Fig. 4. Cardiac uptake of acetate, ketones, and glutamate primarily depends upon circulating concentrations in pEF and rEF.

(A) Relationship of A-V metabolite gradient (C_V – C_A) with arterial concentration of indicated metabolites by linear regression. (B) C_A versus uptake of indicated metabolites by the heart after adjustment for acetate extraction [(C_CS – C_A)_scaled; see the supplementary data]. *P < 0.05 by analysis of covariance. (C) C_A versus uptake of the indicated metabolites by the leg.

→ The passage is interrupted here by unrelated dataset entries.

PR #3521, opened 2023-11-07
GEN-1385 | Add radio input to widget select product page

robinandeer:
## Describe your changes

- Add radio input for selecting product in widget flow

- Break out page and put inside feature folder

- Add link to next step in widget flow (calculate price)

- Add helpers to fetch correct price template based on product name

- We can't test it quite yet since we don't have the widget products in the backend yet, but we can test the UI. Just go to: `/se/widget/test/test/select`.

- I will continue to work on this in the next PRs and hook up to get correct product data from backend.

### DIFF
--- a/apps/store/src/features/widget/SelectProductPage.tsx
+++ b/apps/store/src/features/widget/SelectProductPage.tsx
@@ -1,0 +1,141 @@
+import { useApolloClient } from '@apollo/client'
+import styled from '@emotion/styled'
+import { useRouter } from 'next/router'
+import { useState, type ComponentProps, type FormEventHandler } from 'react'
+import { Button, Heading, HedvigLogo, Space, mq, theme } from 'ui'
+import { GridLayout } from '@/components/GridLayout/GridLayout'
+import { STYLES } from '@/components/GridLayout/GridLayout.helper'
+import * as ProgressIndicator from '@/components/ProgressIndicator/ProgressIndicator'
+import * as RadioOptionList from '@/components/RadioOptionList/RadioOptionList'
+import { priceIntentServiceInitClientSide } from '@/services/priceIntent/PriceIntentService'
+import { PageLink } from '@/utils/PageLink'
+import { type WidgetProductName, getPriceTemplate, isWidgetProductName } from './widget.helpers'
+
+const PRODUCTS: Array<{
+  name: WidgetProductName
+  title: string
+  subtitle: string
+  pillow: ComponentProps<typeof RadioOptionList.ProductOption>['pillow']
+}> = [
+  {
+    name: 'SE_WIDGET_APARTMENT_RENT',
+    title: 'Hyresrätt',
+    subtitle: 'För dig som hyr bostad',
+    pillow: {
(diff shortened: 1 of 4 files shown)


robinandeer:
* main
  * **PR #3520** <a href="https://app.graphite.dev/github/pr/HedvigInsurance/racoon/3520" target="_blank">Graphite</a> 
    * **PR #3521** <a href="https://app.graphite.dev/github/pr/HedvigInsurance/racoon/3521" target="_blank">Graphite</a>  👈

This [stack of pull requests](https://stacking.dev/?utm_source=stack-comment) is managed by [Graphite](https://app.graphite.dev/github/pr/HedvigInsurance/racoon/3521?utm_source=stack-comment).

alebedev (approved):
Looks good!

apps/store/src/features/widget/SelectProductPage.tsx
```diff
@@ -0,0 +1,141 @@
...
+                        subtitle={item.subtitle}
+                        pillow={item.pillow}
+                      />
+                    ))}
+                  </Space>
+                </RadioOptionList.Root>
+
+                <CustomButton type="submit" variant="primary" data-disabled={!productName}>
+                  Continue
+                </CustomButton>
```
guilhermespopolin, line 110: I saw that the idea is to keep the button clickable while it appears disabled when `productName` is `undefined`. Is that really necessary? I mean, by clicking on it while disabled makes the app break which is too harsh I think. 
If we could only prevent it to be clickable while disabled and use that state for applying styles, things would be simpler no? We can also add `aria-disabled` so assistive technologies can know about that. Do you think that would solve the A11y issues behind the addition of `data-disabled`?

```suggestion
                <CustomButton type="submit" variant="primary" disabled={"productName} aria-disabled={!productName}>
                  Continue
                </CustomButton>
```

guilhermespopolin (approved):
Nice. Just left a comment :)

apps/store/src/features/widget/SelectProductPage.tsx
robinandeer: > by clicking on it while disabled makes the app break which is too harsh I think

Not sure what you mean here. If you click the button without selecting a product, we just show native form validation error.

> ...prevent it to be clickable while disabled and use that state for applying styles, things would be simpler no?

A disabled button is not clickable. However, in this case I want the button to remain clickable so assistive technologies can access it and support native error handling.

Aria labels is probably a good idea tho!

gustaveen (approved):
GJ! 🥳

apps/store/src/features/widget/SelectProductPage.tsx
guilhermespopolin: Jaha, I wrote these because when testing this branch locally clicking on the button I as getting the following:

image

But doesn't happen anymore due the recent changes. Well, never mind then :)

robinandeer: oh that's strange indeed -- then I totally understand your comment

robinandeer:
### Merge activity

* **Nov 8, 10:08 AM**: @robinandeer started a stack merge that includes this pull request via [Graphite](https://app.graphite.dev/github/pr/HedvigInsurance/racoon/3521).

In summary, we measured the uptake and secretion of 277 circulating metabolites by the human nonfailing and failing heart during fasting. FAs were the predominant cardiac fuel source. Unexpectedly, we observed little glucose uptake, perhaps a response to fasting or to general anesthesia, limitations of our study that were imposed by clinical necessity. Uptake of ketones was substantial and accentuated in heart failure. Ketone consumption has been suggested to be protective in heart failure (38), and our data suggest that delivery of ketones to the heart should be readily achievable. There was evidence of cardiac proteolysis despite the availability of circulating amino acids, which was markedly accentuated in heart failure. Whether this increased proteolysis in heart failure is adaptive or maladaptive will require further studies. The present data provide a framework of fuel use in the beating human heart and a foundation for understanding aberrant cardiac metabolism in disease.